# RECORD EXCERPTS:

PR #498, opened 2023-03-15
Refactor appConfig compute and support setting min/max for EC2 AutoScaling Group.

PoeppingT:
This commit contains multiple changes:
1. refactors the ServiceConfig object to contain a top-level "compute" structure, defined with type, that contains all definitions related to a specific type of compute. Right now this includes container information, since future types of compute (e.g. Lambda) may not necessarily be defined by containers. Note that this does not contain path or public/private, since those describe the application running on the compute, not the compute itself. This commit also includes changes to the UI, Onboarding Service, auxiliary functionality (i.e. workload-deploy and core-stack-listener functions), and the sample application build scripts to handle this change with respect specifically to the container repository information.
2. Supports configuring the minimum and maximum EC2 AutoScaling Group size when the EC2 launch type is configured. This will either be when the operating system is Linux and that launch type is selected, or if the operating system is Windows. This commit also includes changes in the Settings and Onboarding services, as well as tenant-onboarding stacks and the UI to support easy configuration of this new setting.
3. This commit also includes a small bugfix in the UI: when creating a new service on the AppConfig page some changed logic to support FileSystem Tier configurations was leading to a failure.

----

### DIFF
--- a/client/web/src/dashboard/DashboardComponent.js
+++ b/client/web/src/dashboard/DashboardComponent.js
@@ -234,16 +234,16 @@ export const DashboardComponent = (props) => {
                             <dl>
                               <dt>ECR Repository</dt>
                               <dd>
-                                {isEmpty(service.containerRepo)
+                                {isEmpty(service?.compute?.containerRepo)
                                   ? 'Creating...'
-                                  : service.containerRepo}{' '}
+                                  : service?.compute?.containerRepo}{' '}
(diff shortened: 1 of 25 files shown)


brtrvn (approved):
This is a great change for logical consistency in the app config and sets us up to be able to more easily model other types of compute in the future such as EKS and Lambda.

PR #500, opened 2023-03-23
Create a managed AD per tenant, not per environment.

PoeppingT:
----


resources/tenant-onboarding-managed-ad.yaml
```diff
@@ -33,56 +33,60 @@ Parameters:
...
+        ExcludePunctuation: true
   ADDirectory:
     Type: AWS::DirectoryService::MicrosoftAD
     Properties:
       Name: !Sub ${Environment}.${AWS::Region}.saasboost.com
       Edition: !Ref Edition
-      Password: !Sub '{{resolve:ssm-secure:${ADPasswordParam}}}'
-      ShortName: !Sub sb-${Environment}
+      Password: !Sub '{{resolve:secretsmanager:${ADPassword}::::}}'
+      ShortName:
```
brtrvn, line 53: Short Name can't exceed 15 characters (NETBIOS limit)
WIth `sb-` and `-tenantId` that only leaves 3 characters for the environment. Suggest changing it to just Tenant-`tenantId` which should always fit.

brtrvn (changes requested):

brtrvn (changes requested):
We need to fix the UserData scripts in tenant-onboarding-app.yaml to fetch the AD credentials from the proper place now that we've moved them. The UserData script is currently failing for Windows hosts so a container expecting a mounted file system will not stabilize.

brtrvn (approved):

PR #513, opened 2023-05-05
Fix onboarding new tenants with EFS

uhinze:
Tenant onboarding with EFS is currently broken.

My research so far:
- https://docs.aws.amazon.com/efs/latest/ug/API_CreateFileSystem.html is being called including a list of tags. I can see this call in CloudTrail
- Under the hood, this call possibly used to do a https://docs.aws.amazon.com/efs/latest/ug/API_CreateTags.html which is deprecated, and is now doing a https://docs.aws.amazon.com/efs/latest/ug/API_TagResource.html. For this, the onboarding role lacks permission. 

I noticed this issue when running through this workshop: https://catalog.workshops.aws/saasboost/en-US/fast-lab/lab1/part5

Error in Cloudformation is: 
`
User: arn:aws:sts::972741443277:assumed-role/sb-boost-onboarding-svc-role-us-west-2/sb-boost-onboarding-events is not authorized to perform: elasticfilesystem:TagResource on the specified resource (Service: Efs, Status Code: 403, Request ID: c4120ca5-7782-4248-8134-4c750eaf98dd)” (RequestToken: cb6d5312-b8d3-f5f6-b898-826bb8c282b5, HandlerErrorCode: GeneralServiceException)
`

----


brtrvn:
Thanks for the diagnosis and fix. This must be an intermittent issue with the CloudFormation fleet. They are probably rolling out updates in phases. I can successfully provision tenants with _either_ the `elasticfilesystem:CreateTags` permission _or_ the `elasticfilesystem:TagResource` in us-west-2.

brtrvn (changes requested):
Since I can reproduce this failure, but I can see the proposed change work, I suggest for now that we _add_ the `TagResource` permission to the policy and keep the `CreateTags` permission until we can confirm changes on the EFS/CloudFormation side.

brtrvn (approved):
LGTM. Thank you for the contribution!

# TASK INSTRUCTIONS:
Keeping every line exactly as it is, copy all the records.

# EXERCISE ANSWER:
PR #498, opened 2023-03-15
Refactor appConfig compute and support setting min/max for EC2 AutoScaling Group.

PoeppingT:
This commit contains multiple changes:
1. refactors the ServiceConfig object to contain a top-level "compute" structure, defined with type, that contains all definitions related to a specific type of compute. Right now this includes container information, since future types of compute (e.g. Lambda) may not necessarily be defined by containers. Note that this does not contain path or public/private, since those describe the application running on the compute, not the compute itself. This commit also includes changes to the UI, Onboarding Service, auxiliary functionality (i.e. workload-deploy and core-stack-listener functions), and the sample application build scripts to handle this change with respect specifically to the container repository information.
2. Supports configuring the minimum and maximum EC2 AutoScaling Group size when the EC2 launch type is configured. This will either be when the operating system is Linux and that launch type is selected, or if the operating system is Windows. This commit also includes changes in the Settings and Onboarding services, as well as tenant-onboarding stacks and the UI to support easy configuration of this new setting.
3. This commit also includes a small bugfix in the UI: when creating a new service on the AppConfig page some changed logic to support FileSystem Tier configurations was leading to a failure.

----

### DIFF
--- a/client/web/src/dashboard/DashboardComponent.js
+++ b/client/web/src/dashboard/DashboardComponent.js
@@ -234,16 +234,16 @@ export const DashboardComponent = (props) => {
                             <dl>
                               <dt>ECR Repository</dt>
                               <dd>
-                                {isEmpty(service.containerRepo)
+                                {isEmpty(service?.compute?.containerRepo)
                                   ? 'Creating...'
-                                  : service.containerRepo}{' '}
+                                  : service?.compute?.containerRepo}{' '}
(diff shortened: 1 of 25 files shown)


brtrvn (approved):
This is a great change for logical consistency in the app config and sets us up to be able to more easily model other types of compute in the future such as EKS and Lambda.

PR #500, opened 2023-03-23
Create a managed AD per tenant, not per environment.

PoeppingT:
----


resources/tenant-onboarding-managed-ad.yaml
```diff
@@ -33,56 +33,60 @@ Parameters:
...
+        ExcludePunctuation: true
   ADDirectory:
     Type: AWS::DirectoryService::MicrosoftAD
     Properties:
       Name: !Sub ${Environment}.${AWS::Region}.saasboost.com
       Edition: !Ref Edition
-      Password: !Sub '{{resolve:ssm-secure:${ADPasswordParam}}}'
-      ShortName: !Sub sb-${Environment}
+      Password: !Sub '{{resolve:secretsmanager:${ADPassword}::::}}'
+      ShortName:
```
brtrvn, line 53: Short Name can't exceed 15 characters (NETBIOS limit)
WIth `sb-` and `-tenantId` that only leaves 3 characters for the environment. Suggest changing it to just Tenant-`tenantId` which should always fit.

brtrvn (changes requested):

brtrvn (changes requested):
We need to fix the UserData scripts in tenant-onboarding-app.yaml to fetch the AD credentials from the proper place now that we've moved them. The UserData script is currently failing for Windows hosts so a container expecting a mounted file system will not stabilize.

brtrvn (approved):

PR #513, opened 2023-05-05
Fix onboarding new tenants with EFS

uhinze:
Tenant onboarding with EFS is currently broken.

My research so far:
- https://docs.aws.amazon.com/efs/latest/ug/API_CreateFileSystem.html is being called including a list of tags. I can see this call in CloudTrail
- Under the hood, this call possibly used to do a https://docs.aws.amazon.com/efs/latest/ug/API_CreateTags.html which is deprecated, and is now doing a https://docs.aws.amazon.com/efs/latest/ug/API_TagResource.html. For this, the onboarding role lacks permission. 

I noticed this issue when running through this workshop: https://catalog.workshops.aws/saasboost/en-US/fast-lab/lab1/part5

Error in Cloudformation is: 
`
User: arn:aws:sts::972741443277:assumed-role/sb-boost-onboarding-svc-role-us-west-2/sb-boost-onboarding-events is not authorized to perform: elasticfilesystem:TagResource on the specified resource (Service: Efs, Status Code: 403, Request ID: c4120ca5-7782-4248-8134-4c750eaf98dd)” (RequestToken: cb6d5312-b8d3-f5f6-b898-826bb8c282b5, HandlerErrorCode: GeneralServiceException)
`

----


brtrvn:
Thanks for the diagnosis and fix. This must be an intermittent issue with the CloudFormation fleet. They are probably rolling out updates in phases. I can successfully provision tenants with _either_ the `elasticfilesystem:CreateTags` permission _or_ the `elasticfilesystem:TagResource` in us-west-2.

brtrvn (changes requested):
Since I can reproduce this failure, but I can see the proposed change work, I suggest for now that we _add_ the `TagResource` permission to the policy and keep the `CreateTags` permission until we can confirm changes on the EFS/CloudFormation side.

brtrvn (approved):
LGTM. Thank you for the contribution!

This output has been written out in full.